December 04, 2009 02:29 pm | Updated 02:29 pm IST - VIJAYAWADA

IN A JAM: Congestion on M G Road in Vijayawada. The administration is into serious planning to relieve the city's choking traffic. File photo

IN A JAM: Congestion on M G Road in Vijayawada. The administration is into serious planning to relieve the city's choking traffic. File photo

Krishna District Collector Peeyush Kumar would convene on December 10 a meeting with officials of various departments to discuss traffic problem in the city, according to Roads and Buildings (R&B) Minister Galla Aruna Kumari.

The meeting would be attended by officials of the Roads and Buildings (R&B), city police, National Highways Authority of India, Vijayawada Municipal Corporation and people’s representatives to discuss traffic problems, pending proposals and possible solutions. Later, a high-level meeting would be convened in Hyderabad to take the deliberations of the meeting to their logical conclusion, she said here on Thursday.

The Minister reviewed the progress of various works taken up by the R&B, and problems relating to roads with MLAs of the district at the Collector’s camp office here. She later told reporters that the district administration had been asked to conduct a feasibility study for laying another tunnel road in One Town near the existing tunnel as part of plans to ease traffic congestion in the city.

Referring to the damage being caused by lorries transporting sand and cement in Nandigama, Kanchikacherla, Jaggayyapeta and other areas, Ms. Aruna Kumari said that a proposal to develop road network on BOT basis was mooted at the meeting so tax could be collected only from sand and cement lorries using these roads.

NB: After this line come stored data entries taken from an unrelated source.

PR #405, opened 2024-08-16
MFA

dantownsend:
Related to https://github.com/piccolo-orm/piccolo_api/pull/292

The workflow for MFA is pretty complex, so rather than reimplementing all of the UI in Vue, we'll just mount the MFA endpoint, and send the user there.

So the only bit of Vue code which needs changing is the login form, which needs to render an MFA code input.


piccolo_admin/endpoints.py
```diff
@@ -431,12 +433,17 @@ def __init__(
         allowed_hosts: t.Sequence[str] = [],
         debug: bool = False,
         sidebar_links: t.Dict[str, str] = {},
+        mfa_provider: t.Optional[MFAProvider] = None,
```
Skelmis, line 436: Bit of a cross reference without running it, is this intended to be typed as `t.Optional[t.Sequence[MFAProvider]]`? Or is the intention; for this release at least; to just provide support for setting up only a single provider?

I'm guessing based of the implementation at a glance that if someone were to create the relevant row entries in a table then they would still be able to authenticate it seems

dantownsend: I was going back and forth on it.

For an initial attempt, just supporting a single MFA provider is easier, but then it backs us into a corner if we want to later support multiple MFA providers.

I'll change it so it's a `t.Optional[t.Sequence[MFAProvider]]`. That means:

- Worst case scenario we'll just raise a `ValueError` for now if more than one is provider passed in, saying support for multiple MFA providers is coming soon.
- Or just support multiple MFA providers straight away - the amount of extra work is pretty minimal. We just need an extra UI view which lets the user select which MFA provider they're setting up.

Skelmis: Yea either choice is fine, just figured I'd call it out in the case it hadn't been considered. Possibly the following flow may help alleviate some of the needing to implement it pain while remaining future focused?
```python
class AdminRouter:
    def __init__(
        self,
        mfa_provider: t.Optional[t.Sequence[MFAProvider]] = None,
    ):
        self.mfa_providers: t.Optional[t.Sequence[MFAProvider]] = mfa_provider

        if self.mfa_providers:
            if len(self.mfa_providers) == 1:
                # Only one provider, skip the 'MFA selection' screen
                mfa_provider = self.mfa_providers[0]
                private_app.mount(
                    path="/mfa-setup/",
                    app=RateLimitingMiddleware(
                        app=mfa_setup(
                            provider=mfa_provider,
                            auth_table=self.auth_table,
                        ),
                        provider=rate_limit_provider,
                    ),
                )

            else:
                # More then one provider present, present
                # a selection screen for which one to set up
                raise ValueError(
                    "Piccolo does not currently support multiple MFA providers. This will be coming soon."
                )
```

The Andhra Pradesh Roads Development Corporation would carry out the viability study for the same.

Four-laning

Referring to four-laning of Vijayawada-Hyderabad road, Ms. Aruna Kumari said that six special teams were formed for land acquisition, and the process would be completed at the earliest. The GMR, which bagged the contract, had informed that it would begin the works in January 2010 and complete them in the next two and a half years.